- _RECORD EXTRACTS_

-- Opening Marker --

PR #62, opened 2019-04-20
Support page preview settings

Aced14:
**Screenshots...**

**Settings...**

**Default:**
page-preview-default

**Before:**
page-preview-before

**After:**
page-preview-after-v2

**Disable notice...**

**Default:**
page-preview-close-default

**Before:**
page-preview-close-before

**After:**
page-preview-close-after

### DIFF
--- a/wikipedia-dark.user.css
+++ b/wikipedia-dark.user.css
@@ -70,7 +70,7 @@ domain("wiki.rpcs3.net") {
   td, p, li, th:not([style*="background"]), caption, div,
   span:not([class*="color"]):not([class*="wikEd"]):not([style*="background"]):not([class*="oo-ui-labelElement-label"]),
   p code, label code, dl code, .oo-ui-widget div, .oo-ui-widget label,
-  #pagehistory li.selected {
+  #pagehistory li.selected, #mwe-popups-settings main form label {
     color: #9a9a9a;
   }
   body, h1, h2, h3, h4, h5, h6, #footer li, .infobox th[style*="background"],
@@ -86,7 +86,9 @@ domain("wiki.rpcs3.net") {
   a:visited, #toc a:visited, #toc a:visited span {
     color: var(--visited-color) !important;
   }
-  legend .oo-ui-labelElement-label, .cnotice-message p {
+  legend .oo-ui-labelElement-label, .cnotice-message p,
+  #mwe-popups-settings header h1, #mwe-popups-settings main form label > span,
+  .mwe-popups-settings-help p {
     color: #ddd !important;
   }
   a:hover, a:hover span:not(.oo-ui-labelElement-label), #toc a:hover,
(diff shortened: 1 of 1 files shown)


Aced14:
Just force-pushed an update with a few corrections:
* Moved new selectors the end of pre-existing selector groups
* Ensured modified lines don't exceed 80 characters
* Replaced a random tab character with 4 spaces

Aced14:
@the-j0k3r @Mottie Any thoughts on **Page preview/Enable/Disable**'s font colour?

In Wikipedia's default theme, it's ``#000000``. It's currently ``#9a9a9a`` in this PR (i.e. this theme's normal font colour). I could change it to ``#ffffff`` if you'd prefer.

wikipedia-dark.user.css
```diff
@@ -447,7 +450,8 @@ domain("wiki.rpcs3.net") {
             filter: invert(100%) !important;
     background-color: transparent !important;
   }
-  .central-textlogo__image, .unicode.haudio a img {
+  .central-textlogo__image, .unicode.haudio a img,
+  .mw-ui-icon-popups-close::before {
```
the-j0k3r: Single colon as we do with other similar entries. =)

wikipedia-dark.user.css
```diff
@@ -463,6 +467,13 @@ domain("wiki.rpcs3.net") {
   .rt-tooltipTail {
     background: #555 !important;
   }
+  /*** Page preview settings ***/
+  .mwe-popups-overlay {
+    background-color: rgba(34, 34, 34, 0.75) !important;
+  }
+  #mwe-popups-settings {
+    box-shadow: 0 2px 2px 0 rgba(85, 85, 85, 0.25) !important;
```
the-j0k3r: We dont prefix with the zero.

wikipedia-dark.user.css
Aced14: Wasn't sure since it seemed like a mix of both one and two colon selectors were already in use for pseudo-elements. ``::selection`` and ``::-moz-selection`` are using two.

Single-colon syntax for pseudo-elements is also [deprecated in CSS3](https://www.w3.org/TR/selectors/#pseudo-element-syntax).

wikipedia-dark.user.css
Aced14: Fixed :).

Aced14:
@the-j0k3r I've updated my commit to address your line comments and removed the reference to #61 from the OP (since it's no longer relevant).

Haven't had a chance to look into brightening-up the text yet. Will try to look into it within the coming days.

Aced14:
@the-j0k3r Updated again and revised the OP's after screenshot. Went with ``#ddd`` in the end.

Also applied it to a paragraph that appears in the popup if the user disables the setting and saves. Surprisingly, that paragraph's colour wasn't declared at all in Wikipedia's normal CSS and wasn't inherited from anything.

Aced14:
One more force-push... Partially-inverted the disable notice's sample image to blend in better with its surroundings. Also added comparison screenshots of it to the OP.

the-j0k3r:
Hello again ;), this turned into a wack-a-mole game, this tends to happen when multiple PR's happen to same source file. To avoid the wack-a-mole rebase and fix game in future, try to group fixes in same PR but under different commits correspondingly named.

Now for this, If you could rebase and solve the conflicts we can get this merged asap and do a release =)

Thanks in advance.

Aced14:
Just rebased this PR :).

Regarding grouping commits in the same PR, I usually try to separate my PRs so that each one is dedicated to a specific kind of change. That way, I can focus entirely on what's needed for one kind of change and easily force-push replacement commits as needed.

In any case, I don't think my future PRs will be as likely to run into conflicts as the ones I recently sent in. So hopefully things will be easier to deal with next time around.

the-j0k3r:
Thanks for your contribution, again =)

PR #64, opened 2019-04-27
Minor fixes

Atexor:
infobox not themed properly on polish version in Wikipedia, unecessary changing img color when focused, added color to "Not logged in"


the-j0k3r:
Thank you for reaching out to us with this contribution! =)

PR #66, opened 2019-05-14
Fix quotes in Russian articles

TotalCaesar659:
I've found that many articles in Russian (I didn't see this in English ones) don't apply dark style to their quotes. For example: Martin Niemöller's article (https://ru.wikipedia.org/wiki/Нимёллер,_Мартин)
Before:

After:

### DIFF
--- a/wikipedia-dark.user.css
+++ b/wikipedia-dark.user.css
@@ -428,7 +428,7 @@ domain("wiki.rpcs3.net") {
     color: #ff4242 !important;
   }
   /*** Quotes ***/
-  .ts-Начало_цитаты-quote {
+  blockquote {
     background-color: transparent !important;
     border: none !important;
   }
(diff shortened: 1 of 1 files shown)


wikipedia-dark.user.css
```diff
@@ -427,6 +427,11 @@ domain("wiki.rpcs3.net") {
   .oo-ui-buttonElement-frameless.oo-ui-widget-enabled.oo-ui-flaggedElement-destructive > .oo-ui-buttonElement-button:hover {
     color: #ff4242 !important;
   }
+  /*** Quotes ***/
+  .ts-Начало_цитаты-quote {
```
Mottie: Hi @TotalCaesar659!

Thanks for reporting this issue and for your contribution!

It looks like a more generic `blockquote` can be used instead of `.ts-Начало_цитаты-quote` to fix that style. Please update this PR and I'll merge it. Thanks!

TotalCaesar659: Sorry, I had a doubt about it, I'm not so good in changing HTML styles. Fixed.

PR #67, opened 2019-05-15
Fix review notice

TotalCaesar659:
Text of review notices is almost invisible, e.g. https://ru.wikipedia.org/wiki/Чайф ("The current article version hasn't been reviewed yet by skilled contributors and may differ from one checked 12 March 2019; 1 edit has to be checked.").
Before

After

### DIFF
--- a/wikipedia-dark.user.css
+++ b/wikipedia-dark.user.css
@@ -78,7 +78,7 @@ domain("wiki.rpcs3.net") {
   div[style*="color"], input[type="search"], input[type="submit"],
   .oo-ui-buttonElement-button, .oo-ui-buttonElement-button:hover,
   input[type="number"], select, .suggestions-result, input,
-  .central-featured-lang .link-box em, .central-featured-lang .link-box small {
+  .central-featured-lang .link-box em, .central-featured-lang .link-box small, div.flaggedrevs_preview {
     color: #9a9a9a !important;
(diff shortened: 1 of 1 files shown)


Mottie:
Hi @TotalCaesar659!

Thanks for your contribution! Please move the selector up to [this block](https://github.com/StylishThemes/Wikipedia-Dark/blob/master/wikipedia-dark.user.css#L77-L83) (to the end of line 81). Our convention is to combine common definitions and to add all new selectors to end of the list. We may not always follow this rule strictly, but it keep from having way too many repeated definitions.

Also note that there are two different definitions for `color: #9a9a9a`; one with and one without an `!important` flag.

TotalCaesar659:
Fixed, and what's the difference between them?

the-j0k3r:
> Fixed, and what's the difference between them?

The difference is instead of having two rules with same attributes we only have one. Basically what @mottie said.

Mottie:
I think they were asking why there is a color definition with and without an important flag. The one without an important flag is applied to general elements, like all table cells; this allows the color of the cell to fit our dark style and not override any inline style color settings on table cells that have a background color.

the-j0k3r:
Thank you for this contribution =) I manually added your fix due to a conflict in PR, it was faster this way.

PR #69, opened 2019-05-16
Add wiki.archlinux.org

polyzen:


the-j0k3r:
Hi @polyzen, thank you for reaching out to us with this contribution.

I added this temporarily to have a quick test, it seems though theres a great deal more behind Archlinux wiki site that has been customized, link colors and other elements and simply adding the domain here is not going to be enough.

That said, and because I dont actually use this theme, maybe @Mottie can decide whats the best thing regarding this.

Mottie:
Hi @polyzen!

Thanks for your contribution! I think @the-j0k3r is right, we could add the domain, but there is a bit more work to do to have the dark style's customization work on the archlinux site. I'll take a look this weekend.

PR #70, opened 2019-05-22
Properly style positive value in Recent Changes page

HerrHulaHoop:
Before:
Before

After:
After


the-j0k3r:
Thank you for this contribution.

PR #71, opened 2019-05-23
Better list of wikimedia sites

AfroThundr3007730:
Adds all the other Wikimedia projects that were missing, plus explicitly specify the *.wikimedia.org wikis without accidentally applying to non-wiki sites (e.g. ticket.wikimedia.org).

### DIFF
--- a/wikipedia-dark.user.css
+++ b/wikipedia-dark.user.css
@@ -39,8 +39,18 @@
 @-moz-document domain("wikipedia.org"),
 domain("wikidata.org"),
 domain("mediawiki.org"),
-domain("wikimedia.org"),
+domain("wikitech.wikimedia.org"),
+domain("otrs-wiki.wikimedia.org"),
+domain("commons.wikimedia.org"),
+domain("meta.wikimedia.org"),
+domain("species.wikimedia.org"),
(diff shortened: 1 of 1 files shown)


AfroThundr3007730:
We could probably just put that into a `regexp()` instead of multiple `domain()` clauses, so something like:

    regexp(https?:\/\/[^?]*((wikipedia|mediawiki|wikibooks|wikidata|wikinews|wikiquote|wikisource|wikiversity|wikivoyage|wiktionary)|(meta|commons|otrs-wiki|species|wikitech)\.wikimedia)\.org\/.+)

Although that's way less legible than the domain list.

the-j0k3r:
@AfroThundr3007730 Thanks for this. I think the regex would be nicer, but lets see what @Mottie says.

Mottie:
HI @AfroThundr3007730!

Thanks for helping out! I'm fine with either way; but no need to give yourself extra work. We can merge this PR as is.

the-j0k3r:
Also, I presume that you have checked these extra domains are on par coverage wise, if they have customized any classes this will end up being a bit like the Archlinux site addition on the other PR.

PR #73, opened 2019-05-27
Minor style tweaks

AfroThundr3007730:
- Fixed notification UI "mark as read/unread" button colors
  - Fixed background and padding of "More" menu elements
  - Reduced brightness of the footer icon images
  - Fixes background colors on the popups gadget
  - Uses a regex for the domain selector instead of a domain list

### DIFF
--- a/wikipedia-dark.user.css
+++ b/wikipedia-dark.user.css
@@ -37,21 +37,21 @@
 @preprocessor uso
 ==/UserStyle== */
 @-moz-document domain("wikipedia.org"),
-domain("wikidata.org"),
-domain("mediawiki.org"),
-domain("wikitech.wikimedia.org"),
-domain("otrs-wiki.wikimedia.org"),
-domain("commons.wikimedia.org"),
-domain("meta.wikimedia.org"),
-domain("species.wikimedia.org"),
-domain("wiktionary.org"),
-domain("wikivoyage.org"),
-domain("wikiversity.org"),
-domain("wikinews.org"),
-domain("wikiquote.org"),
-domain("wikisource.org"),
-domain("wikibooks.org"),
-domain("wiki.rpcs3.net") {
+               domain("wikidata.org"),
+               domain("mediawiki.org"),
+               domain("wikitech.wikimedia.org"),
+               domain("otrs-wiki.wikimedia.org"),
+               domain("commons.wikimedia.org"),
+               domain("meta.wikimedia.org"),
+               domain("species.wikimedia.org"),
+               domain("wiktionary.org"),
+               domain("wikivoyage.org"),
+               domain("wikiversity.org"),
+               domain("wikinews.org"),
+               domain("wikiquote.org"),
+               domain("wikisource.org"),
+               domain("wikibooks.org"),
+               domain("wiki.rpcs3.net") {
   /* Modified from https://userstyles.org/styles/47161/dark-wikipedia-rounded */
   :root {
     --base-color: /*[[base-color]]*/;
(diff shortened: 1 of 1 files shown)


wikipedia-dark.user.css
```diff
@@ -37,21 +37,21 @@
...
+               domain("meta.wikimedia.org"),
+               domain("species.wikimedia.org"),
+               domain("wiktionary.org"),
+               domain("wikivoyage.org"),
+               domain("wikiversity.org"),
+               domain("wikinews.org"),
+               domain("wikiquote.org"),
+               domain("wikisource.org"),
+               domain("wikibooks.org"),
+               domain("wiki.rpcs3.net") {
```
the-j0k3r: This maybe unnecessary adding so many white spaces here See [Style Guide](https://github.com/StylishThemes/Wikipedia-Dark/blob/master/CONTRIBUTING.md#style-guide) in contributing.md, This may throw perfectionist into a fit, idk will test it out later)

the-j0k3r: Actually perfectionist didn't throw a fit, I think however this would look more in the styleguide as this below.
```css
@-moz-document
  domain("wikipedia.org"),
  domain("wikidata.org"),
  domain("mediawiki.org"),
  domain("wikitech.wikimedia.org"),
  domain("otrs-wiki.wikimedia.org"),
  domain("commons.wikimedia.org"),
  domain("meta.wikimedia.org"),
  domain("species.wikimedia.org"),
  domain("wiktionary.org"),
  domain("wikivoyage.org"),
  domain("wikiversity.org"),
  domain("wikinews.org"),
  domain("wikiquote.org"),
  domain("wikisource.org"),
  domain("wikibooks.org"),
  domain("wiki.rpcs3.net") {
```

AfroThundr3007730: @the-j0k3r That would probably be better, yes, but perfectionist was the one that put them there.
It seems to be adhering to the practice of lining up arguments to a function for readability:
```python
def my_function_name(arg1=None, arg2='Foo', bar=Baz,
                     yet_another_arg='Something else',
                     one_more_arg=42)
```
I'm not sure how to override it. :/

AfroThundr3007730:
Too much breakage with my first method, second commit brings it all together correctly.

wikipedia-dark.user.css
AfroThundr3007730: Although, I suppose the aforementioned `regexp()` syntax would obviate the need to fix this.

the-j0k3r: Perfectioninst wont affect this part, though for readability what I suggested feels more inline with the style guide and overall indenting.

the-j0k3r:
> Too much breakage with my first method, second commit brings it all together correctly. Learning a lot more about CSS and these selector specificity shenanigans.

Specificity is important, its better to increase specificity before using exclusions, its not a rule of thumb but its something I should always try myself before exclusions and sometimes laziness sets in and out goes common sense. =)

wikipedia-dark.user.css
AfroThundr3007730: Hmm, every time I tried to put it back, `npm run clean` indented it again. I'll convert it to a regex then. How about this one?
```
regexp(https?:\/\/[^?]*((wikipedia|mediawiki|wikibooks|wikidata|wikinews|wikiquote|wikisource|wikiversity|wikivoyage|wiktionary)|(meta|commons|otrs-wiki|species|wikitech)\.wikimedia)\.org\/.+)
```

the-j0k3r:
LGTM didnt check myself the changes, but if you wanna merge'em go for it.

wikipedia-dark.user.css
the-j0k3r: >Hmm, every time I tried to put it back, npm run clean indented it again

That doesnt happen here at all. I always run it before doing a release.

-- Closing Marker --

- _PROBLEM DETAILS_
Beginning at the first line of the records, give again each line exactly as written, ending with the line that contains "-70,7 +70,7 @@".

- _YOUR SOLUTION_
PR #62, opened 2019-04-20
Support page preview settings

Aced14:
**Screenshots...**

**Settings...**

**Default:**
page-preview-default

**Before:**
page-preview-before

**After:**
page-preview-after-v2

**Disable notice...**

**Default:**
page-preview-close-default

**Before:**
page-preview-close-before

**After:**
page-preview-close-after

### DIFF
--- a/wikipedia-dark.user.css
+++ b/wikipedia-dark.user.css
@@ -70,7 +70,7 @@ domain("wiki.rpcs3.net") {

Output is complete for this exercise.